Just a little miffed Jun 30, 2008
When I ordered this item the description said it was unabridged. After it arrived the CD case had a more in depth description. It turns out to be unabridged and edited. How can you get an unabridged reading of an edited reading? Plus the CD case further describes On Christian Doctrine to be of great assitance to the Reformation. Saint Augustine's writings are being twisted, contorted, and parceled out if that is the summation. I would have appreciated these revelations to have been in the descrition provided by this site so as to not have wasted my postage having to return the item. I gave the item one star simply because it was required for posting the review.
Augustine's Hermeneutics Mar 7, 2006
One author has said that Augustine can be "easier to read than many modern books about him." Nowhere in his writings have I found this to be more true than "On Christian Doctrine." This little text was so compelling that I literally could not put it down (though that may reveal more about me than it). It essentially outlines Augustine's program of Hermeneutics which often contrasts strongly with standard methods of the periods before and after him, while remaining reminiscent of both eras. Some particular points of interest:
-He insists that the author's intent should be the arbiter of meaning unless the text seems to be in contrast to what is clearly taught throughout scripture, at which point allegory is to be employed -He suggests that mistaken interpretation of a particular passage is not too grievous an error as long as the interpretation remains true to the general testimony of Scripture -He suggests that interpretation is difficult but that the best way to progress is to read and memorize as much of it as possible until it is intimately familiar -There is a theologically interesting chapter in which he uses the passage about the bread as Christ's body as an example of the sort of passage that cannot be taken literally
A 1700 year old text obviously isn't going to work as a contemporary manual of interpretation, but for its value in historical theology, understanding the development of Biblical interpretation and insight into the mind of one of the Christianity's greatest pastoral minds this is well worth the money and 100 or so pages.

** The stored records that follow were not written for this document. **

PR #41, opened 2018-10-03
Testing Env Vars, Status Propagation, and Test Case Cleanup

msnook:
### Fixes Test Status Propagation Issues

Test status was not being propagated correctly.  See here: https://travis-ci.org/CMSgov/bcda-app/builds/436835705
Additionally, cleaning up some test cases and making sure our tests have the appropriate env vars.

### Proposed changes:

- Use `bash` instead of `sh` for better error handling control.
- Ensure appropriate environment variables are pre-set in unit test image.
- Fix some flaky test cases.

### Change Details

- Update Dockerfile to executed unit test script with `bash`
- Update unit test script to `set -o pipeline` to ensure the worst status code from a pipeline is propagated
- Updated Dockerfile with additional pre-set environment variables (as the system would have)
- Fixed some test cases

### Security Implications

None

### Acceptance Validation

Tests are passing in Travis.

### DIFF
--- a/bcda/main_test.go
+++ b/bcda/main_test.go
@@ -80,42 +80,42 @@ func (s *MainTestSuite) TestCreateACO() {
 	// Blank UUID
 	badUserUUID, err := createUser("", name, email)
 	assert.NotNil(s.T(), err)
-	assert.Equal(s.T(), badUserUUID, "")
+	assert.Equal(s.T(), "", badUserUUID)
 
 	// Blank UUID
 	badUserUUID, err = createUser(BADUUID, name, email)
 	assert.NotNil(s.T(), err)
-	assert.Equal(s.T(), badUserUUID, "")
+	assert.Equal(s.T(), "", badUserUUID)
 
 	// Blank Name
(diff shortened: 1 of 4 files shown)


bcda/main_test.go
```diff
@@ -80,42 +80,42 @@ func (s *MainTestSuite) TestCreateACO() {
 	// Blank UUID
 	badUserUUID, err := createUser("", name, email)
 	assert.NotNil(s.T(), err)
-	assert.Nil(s.T(), badUserUUID)
+	assert.Equal(s.T(), badUserUUID, "")
```
embh: Would it be possible to swap the order on these `assert.Equal()` calls to have the expected value come before actual? https://github.com/stretchr/testify/blob/master/assert/assertions.go#L328

msnook: Done!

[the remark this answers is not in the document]
knollfear: sry, this was last night.  I thought I sent it in but apparently not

Good - if you like Augustine Feb 24, 2001
I found this book to be a bit dated. It has some helpful advice, but it's been said much better and more understandably in other books. Much of it is a guide on how to read the Bible. However, I have many of Augustine's writings (and this is no exception) to be too metaphoircal and cryptic. That style is ok for some things, but it's no good for explaining something as practical as how to read the Bible. Also, it was (understandably) rather dry. For a better book on the same subject, I would suggest Fee & Stuart's "How to Read the Bible for All It's Worth."